I think that we can all agree that neither of these images presents a picture of perfect health and yet one of the women will likely be an object of derision and the other is modelling on the catwalk in a fashion show.

Around 725,000 people in the UK have an eating disorder and, in America more than 35% of people are considered obese. How have we managed to create a culture where people have so many body issues? Many say that the media is to blame; if people are looking for body images to aspire to it’s pretty difficult to live up to something which has been airbrushed and digitally enhanced. Essentially you are on a hiding to nothing right from the start – if you try change your body to copy an image which is not even real your self-esteem is bound to suffer. So why not just make the best of what you’ve got and be happy with that? It would make life so much easier.

 If you’re carrying a few extra pounds you might have got the idea in your head that you can’t go out and exercise because people will laugh or tease you – so what? What does it say about them? People’s negative comments usually stem from their own insecurities; how many people will make nasty comments about another person when they’re on their own? Very few, usually its one person in a group who will say something in attempt to get recognition from the others. The only reason they do that is that they don’t believe in their own self-worth i.e. they don’t feel that giving information about themselves will be of interest to their ‘friends’ so they look for someone else to target and deflect attention. Ridicule of another person never comes from a good place. Rudeness

If you’re happy with yourself and the way that you look no words will ever be able to hurt you; if you’re not happy with the way that you look there are things you can do to change that so don’t give up and, if you fall, get up and try again because it will all come together in the end.

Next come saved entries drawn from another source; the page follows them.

PR #63, opened 2017-11-15
When registering modules, check if the class is not abstract. This al…

jonathanschein:
…lows to include abstract base classes to generalize code

I added this small change because if I had some module abstract super class, the AddBotwin method was trying to add that to the service collection.


jchannon:
Thanks! 👍

PR #64, opened 2017-11-16
Continuing module resolution from request scope (#62)

poke:
This continues the work started by @khellang in #62.

In order to allow for better route lookup, this changes the route list into a dictionary in the module (as already mentioned before in chat). That way, you can now look up a route handler by verb and path instead of having to iterate over the list for a match. In addition, this also has the side effect, that you cannot register multiple handlers for identical routes anymore (maybe this needs some better error handling in the module methods though).

The next step was to avoid creating all those handlers when a route is being activated. The solution is actually pretty simple if you think about what was going on before: All that was happening was that the originally registered route handler was wrapped twice, once with the before and after handler from the module, and then again with that final thing. But we don’t actually need to wrap anything here; instead, we can just combine all those handlers into a single one that does everything—so we basically inline all those wrapping. The result is a single handler that is being constructed *at startup time*, so we are not allocating any handler when the route is later being executed. We just call the correct things in the correct order.

Finally, I refactored that a bit since I was hitting a naming issue myself where I used both the `requestScopedModule` and the original `module` within the handler. To avoid this from happening, I extracted this out in its own method so that you have a clear interface (the method signature) about what will be captured within the created lambda expression.

### DIFF
--- a/src/BotwinExtensions.cs
+++ b/src/BotwinExtensions.cs
@@ -47,7 +47,7 @@ namespace Botwin
 
                     foreach (var route in module.Routes.Keys)
                     {
-                        routeBuilder.MapVerb(route.verb, route.path, ctx =>
+                        routeBuilder.MapVerb(route.verb, route.path, async ctx =>
                         {
                             var statusCodeHandlers = ctx.RequestServices.GetServices<IStatusCodeHandler>();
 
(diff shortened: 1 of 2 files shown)


src/BotwinExtensions.cs
```diff
@@ -44,41 +45,52 @@ public static IApplicationBuilder UseBotwin(this IApplicationBuilder builder, Bo
...
                     //Cannot read the default stream once WriteAsync has been called on it
                     ctx.Response.Body = new MemoryStream();
                 }
 
-                await handler(ctx);
+                // run the module handlers
+                bool shouldContinue = true;
+                if (module.Before != null)
+                {
+                    shouldContinue = await module.Before(ctx);
```
jchannon: I think this should return at this point if `shouldContinue` is false?

src/BotwinExtensions.cs
```diff
@@ -44,41 +45,52 @@ public static IApplicationBuilder UseBotwin(this IApplicationBuilder builder, Bo
...
         }
 
-        private static RequestDelegate CreateFinalHandler(RequestDelegate handler, IEnumerable<IStatusCodeHandler> statusCodeHandlers)
+        private static RequestDelegate CreateRouteHandler((string verb, string path) route, Type moduleType)
         {
-            RequestDelegate finalHandler = async (ctx) =>
+            return async (HttpContext ctx) =>
             {
+                var module = ctx.RequestServices.GetRequiredService(moduleType) as BotwinModule;
+                if (!module.Routes.TryGetValue((route.verb, route.path), out var routeHandler))
```
khellang: I guess this makes both verb (method) and path case sensitive? Is that OK?

src/BotwinExtensions.cs
poke: I originally had this to return, however I realized that in the original implementation, the `return` only affected the “before and after handler”. So returning here would be wrong as it would terminate the full handler, including what happened inside the final handler and e.g. the status code handlers.

So returning `false` from the before handler will prevent the module’s route handler from running (and the after handler) but not terminate the response immediately to allow the other components from finishing their job.

khellang:
Just an FYI; [the RFC](https://tools.ietf.org/html/rfc7231#section-4.1) says methods are case sensitive

> The method token is case-sensitive because it might be
   used as a gateway to object-based systems with case-sensitive method
   names.

But I don't think many implementations enforce this, including ASP.NET Core.

src/BotwinExtensions.cs
```diff
@@ -44,41 +45,52 @@ public static IApplicationBuilder UseBotwin(this IApplicationBuilder builder, Bo
...
+                    throw new InvalidOperationException($"Route {route.verb} '{route.path}' was no longer found");
```
khellang: You'd have to do some pretty evil things for this to happen 😂

jchannon:
Sales Pitch, Botwin is a RFC7231 enforcer 😄

src/BotwinExtensions.cs
poke: Yeah, you’re right. If that’s not desired, we should pass a different `IEqualityComparer` to the dictionary constructor in `BotwinModule`. That way, it would still keep the lookup benefits.

For string keys, we could use the built-in `StringComparer.InvariantCultureIgnoreCase`. For the two-tuple key, I guess we will have to run our own comparer, e.g. as shown [here](https://stackoverflow.com/questions/16428492/case-insensitive-dictionary-with-tuple-key). So it would probably look like this:

```
class TwoTupleStringComparer : IEqualityComparer<ValueTuple<string, string>>
{
    public bool Equals(ValueTuple<string, string> x, ValueTuple<string, string> y)
        => StringComparer.InvariantCultureIgnoreCase.Equals(x.Item1, y.Item1) && StringComparer.InvariantCultureIgnoreCase.Equals(x.Item2, y.Item2);

    public int GetHashCode(ValueTuple<string, string> obj)
        => (StringComparer.InvariantCultureIgnoreCase.GetHashCode(obj.Item1), StringComparer.InvariantCultureIgnoreCase.GetHashCode(obj.Item2)).GetHashCode();
}
```

src/BotwinExtensions.cs
poke: Yeah, I know xD

src/BotwinExtensions.cs
khellang: I'm not sure if using case-insensitive comparison for the path would be correct. What does Botwin do already? I guess the old check actually _was_ case-senstitive (`==`).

If you’ve decided that you want to change something about your body look at exercise types which are going to be low impact such as swimming, walking or yoga as you will have less risk of injury and you will see noticeable improvements in a relatively short space of time which will give you the encouragement you need to continue. If your aim at the start is to run 26 miles it will be easy to feel defeated and there will be a bigger chance that you’ll give up; if your aim is to walk a mile and you achieve it after 2 weeks how amazing will that feel? You’ll have a great sense of achievement and then will want to push on to the next mile and the next. As with anyone who has taken the decision to up their exercise, you will begin to feel so much better about yourself that you will undoubtedly want to make other important life style changes. Before you know it, you will have a whole new wonderful you!

Everyone should be allowed to make decisions about their health and their body without interference and, if they are happy with the results – super! The ultimate that we can achieve in life is to wake up every day smiling and without a care in the world, secure in the knowledge that we are exactly as we want to be. Thin, fat, old, young, tall or short – we are all truly beautiful when we smile.